Sunday, August 21, 2011

Weak polygyny and Formula One

Weak asymmetries are responsible for just about everything we experience.

Most of the universe we observe, all the galaxies and the stars and the planets, is composed of matter rather than anti-matter, yet the universe should have started with equal amounts of the two. If all the processes in particle physics were exactly symmetric, then most of the matter and anti-matter should have mutually annihilated, yielding a universe containing almost nothing but photon radiation.

What we actually observe is approximately two billion photons for every proton or neutron of matter, and in effect, this figure expresses the exact asymmetry between matter and anti-matter. It's thought that as a result of a small asymmetry in certain high-energy processes, the early universe developed slightly more quarks than anti-quarks. To be more precise, there were a billion-and-one quarks for every billion anti-quarks. Two photons were produced for each annihilation event between a quark and an anti-quark, and the remaining quarks were bound into protons and neutrons, hence the current universe possesses approximately two billion photons for every proton or neutron of matter.

So the weak asymmetry between quarks and anti-quarks is necessary to explain the existence of all the stars and planets. But what about human culture and civilization, all its cities and technologies and literature? How do these emerge from evolutionary biology?

One suggestion is that the weak polygyny of human society is a necessary condition. Polygyny is a sexual asymmetry in which some of the males in a species possess stable reproductive relationships with multiple females in so-called harems, leaving the remaining males as bachelors. This leads to varying forms of intense competition between the males, which often manifests itself in sexual dimorphism, the existence of different male/female sizes or capacities.

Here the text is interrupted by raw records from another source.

Issue #1469, opened 2023-10-11
Feature Request: Adding post coments deletion feature at issue2 page


JisanAR03:
**Is your feature request related to a problem? Please describe.**
at URL: <main_url>/issue2/<post_id> ,, comment deletion is not worked ,It should work with ajax call.

**Describe the solution you'd like**
Have to add a ajax call to backend and delete the comment by confirm it from a alert box.

**Additional context**
![image](https://github.com/OWASP/BLT/assets/97744811/b5fbc537-414a-4321-852d-c0dc557d0e99)

PR #1494, opened 2023-10-21
Adding post coments deletion feature at issue2 page

JisanAR03:
Fixed issue #1469 
Work:
    1.create a path for call the deletion request.(urls.py --- at website folder)
    2.create a function which return the comment data after delete the specific comment .(views.py --- at website folder)
    3.Write some jQuery code for make the ajax call(comments2.html --- at templates folder)
screenshot :
image

### DIFF
--- a/website/views.py
+++ b/website/views.py
@@ -2052,14 +2052,9 @@ def delete_comment(request):
     issue = Issue.objects.get(pk=int_issue_pk)
     if request.method == "POST":
         all_comment = Comment.objects.filter(issue=issue)
-        comment = Comment.objects.get(pk=int(request.POST['comment_pk']))
-        if request.user.username != comment.author:
-            return HttpResponse("You are not authorized to delete this comment")
-        try:
-            show = comment.parent.pk
-        except:
-            show = -1
-        comment.delete()
+        comment = Comment.objects.get(pk=int(request.POST['comment_pk']),author=request.user.username)
+        if request.user.username == comment.author:
+            comment.delete()        
     context = {
         "all_comment": Comment.objects.filter(issue__id=int_issue_pk).order_by("-created_date"),
         "object": issue,
--- a/website/views.py
+++ b/website/views.py
@@ -2050,11 +2050,10 @@ def update_comment(request, issue_pk, comment_pk):
 def delete_comment(request):
     int_issue_pk = int(request.POST['issue_pk'])
     issue = Issue.objects.get(pk=int_issue_pk)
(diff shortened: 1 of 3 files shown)


website/views.py
```diff
@@ -2047,6 +2047,24 @@ def update_comment(request, issue_pk, comment_pk):
     }
     return render(request, "comments2.html",context)
     
+def delete_comment(request):
+    int_issue_pk = int(request.POST['issue_pk'])
+    issue = Issue.objects.get(pk=int_issue_pk)
+    if request.method == "POST":
+        all_comment = Comment.objects.filter(issue=issue)
+        comment = Comment.objects.get(pk=int(request.POST['comment_pk']))
```
DonnieBLT, line 2055: Can you add the user to the query?

DonnieBLT (changes requested):

website/views.py
JisanAR03: > Can you add the user to the query?

yes sir sure.

website/views.py
```diff
@@ -2047,6 +2047,19 @@ def update_comment(request, issue_pk, comment_pk):
     }
     return render(request, "comments2.html",context)
     
+def delete_comment(request):
+    int_issue_pk = int(request.POST['issue_pk'])
+    issue = Issue.objects.get(pk=int_issue_pk)
+    if request.method == "POST":
+        all_comment = Comment.objects.filter(issue=issue)
+        comment = Comment.objects.get(pk=int(request.POST['comment_pk']),author=request.user.username)
+        if request.user.username == comment.author:
```
DonnieBLT, line 2056: Can remove this line as the query verifies it.

website/views.py
```diff
@@ -2047,6 +2047,19 @@ def update_comment(request, issue_pk, comment_pk):
     }
     return render(request, "comments2.html",context)
     
+def delete_comment(request):
+    int_issue_pk = int(request.POST['issue_pk'])
+    issue = Issue.objects.get(pk=int_issue_pk)
+    if request.method == "POST":
+        all_comment = Comment.objects.filter(issue=issue)
```
DonnieBLT, line 2054: All comment is loaded below so you can remove this too

DonnieBLT (changes requested):

website/views.py
JisanAR03: "all_comment" for sir fetch whole comment is web page after delete the comment

DonnieBLT (approved):

DonnieBLT (approved):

Human polygyny is less than that of gorillas, where there is correspondingly a large difference between the size of the males and females, but greater than that of gibbons, who are monogamous, and where the males and females are duly of comparable size.

The evidence for human polygyny is rather strong. G.P.Murdock's Ethnographic Atlas, for example, lists 849 human societies, and finds that 83% are polygynous. And as Richard Dawkins points out in The Ancestor's Tale, research conducted by Laura Betzig indicates that "overtly monogamous societies like ancient Rome and medieval Europe were really polygynous under the surface. A rich nobleman, or Lord of the Manor, may have had only one legal wife but he had a de facto harem of female slaves, or housemaids and tenants' wives and daughters."

This weak polygyny is reflected in human sexual dimorphism, but because humans are an intelligent species, it has a physical and a cultural component. Men are, on average, larger and stronger than women, but men also seek to gain access to harems, not by direct competition, but by seeking power, wealth and status. As a by-product of this, virtually all of human culture, the philosophy, the politics, the science, the technology, the art, the business, and the sport, has been produced by men.

And where else in the world can you find an activity which combines sport, business, politics and technology, in such a tightly integrated package, than Formula One? In essence, then, Formula One is a by-product of the human male desire to gain access to female harems. Small asymmetries matter.


cinndave said...

Clever. But the only example I can think of is that Max Mosley scandal.

Gordon McCabe said...

Polygyny means that the males maintain sexual relationships with multiple females, but not necessarily all in the same place at the same time! Polygyny is not necessarily orgiastic.

My understanding is that many racing drivers, and associated businessmen, have, over the history of the sport, maintained sexual relationships with multiple females.